BEGIN

PR #2258, opened 2023-01-01
feat: Improve module list search filtering

k-yle:
A lot of people give up when they search for a product but can't find it in the list. Searching for things like `black magic`, or `artnet` currently returns no results, which is unexpected. 

This PR improves the search filtering so that it matches items, even if spaces or punctuation isn't quite right. 

Also, should this PR target the `beta`, `develop`, or `master` branch? I couldn't find any guidelines

### DIFF
--- a/webui/package.json
+++ b/webui/package.json
@@ -17,6 +17,7 @@
     "classnames": "^2.3.2",
     "dayjs": "^1.11.6",
     "fast-json-patch": "^3.1.1",
+    "fuse.js": "^6.6.2",
     "html-entities": "^2.3.3",
     "http-proxy-middleware": "^2.0.6",
     "intersection-observer": "^0.12.2",
--- a/webui/package.json
+++ b/webui/package.json
@@ -17,7 +17,7 @@
     "classnames": "^2.3.2",
     "dayjs": "^1.11.6",
     "fast-json-patch": "^3.1.1",
-    "fuse.js": "^6.6.2",
+    "fuzzysort": "^2.0.4",
     "html-entities": "^2.3.3",
     "http-proxy-middleware": "^2.0.6",
     "intersection-observer": "^0.12.2",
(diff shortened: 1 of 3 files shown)


Julusian:
Beta is the correct target.

Thanks. I think this is a good idea to do. Perhaps we should go further and use a library for fuzzy searching (such as https://fusejs.io/demo.html) to make it even better at searching?

leeoniya:
some other fuzzy search options:

https://github.com/leeoniya/uFuzzy#a-biased-appraisal-of-similar-work

k-yle:
sure, I've pushed a commit which uses `fuse.js`. I also tried `match-sorter` but that finds nothing with one of the original examples (an erroneous space in the word: `black magic`), and `uFuzzy` finds nothing when a hyphen is missing (e.g. `artnet` instead of `Art-Net`)

leeoniya:
> and` uFuzzy` finds nothing when a hyphen is missing (e.g. `artnet` instead of `Art-Net`)

with default settings it won't. you can set adjust the settings to make it work:

```
intraChars: '.',   // allow any char to be inserted
intraIns: 1,       // at most once
```

Julusian:
looking at the demo: https://leeoniya.github.io/uFuzzy/demos/compare.html?libs=uFuzzy,fuzzysort&search=mario%20adventures&intraChars=.&intraMode=1&intraIns=1

I am liking the look of fuzzysort. perhaps with a threshold of -100000 to filter out some junk

k-yle:
I've switched it to `fuzzysort` which seems to work just as well

leeoniya:
> perhaps with a threshold of -100000 to filter out some junk

this is precisely the problem uFuzzy tries to address :). if you try that cutoff for "magic", you'll get an incredible amount of garbage again:

image

if you toggle `outOfOrder`, uFuzzy will get you much better results:

https://leeoniya.github.io/uFuzzy/demos/compare.html?libs=uFuzzy,fuzzysort&search=mario%20adventures&intraChars=.&intraMode=1&intraIns=1&outOfOrder

image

END

Your instructions:
Gather every line from the listing above in which the word "artnet" appears.

Response for this exercise:
A lot of people give up when they search for a product but can't find it in the list. Searching for things like `black magic`, or `artnet` currently returns no results, which is unexpected. 
sure, I've pushed a commit which uses `fuse.js`. I also tried `match-sorter` but that finds nothing with one of the original examples (an erroneous space in the word: `black magic`), and `uFuzzy` finds nothing when a hyphen is missing (e.g. `artnet` instead of `Art-Net`)
> and` uFuzzy` finds nothing when a hyphen is missing (e.g. `artnet` instead of `Art-Net`)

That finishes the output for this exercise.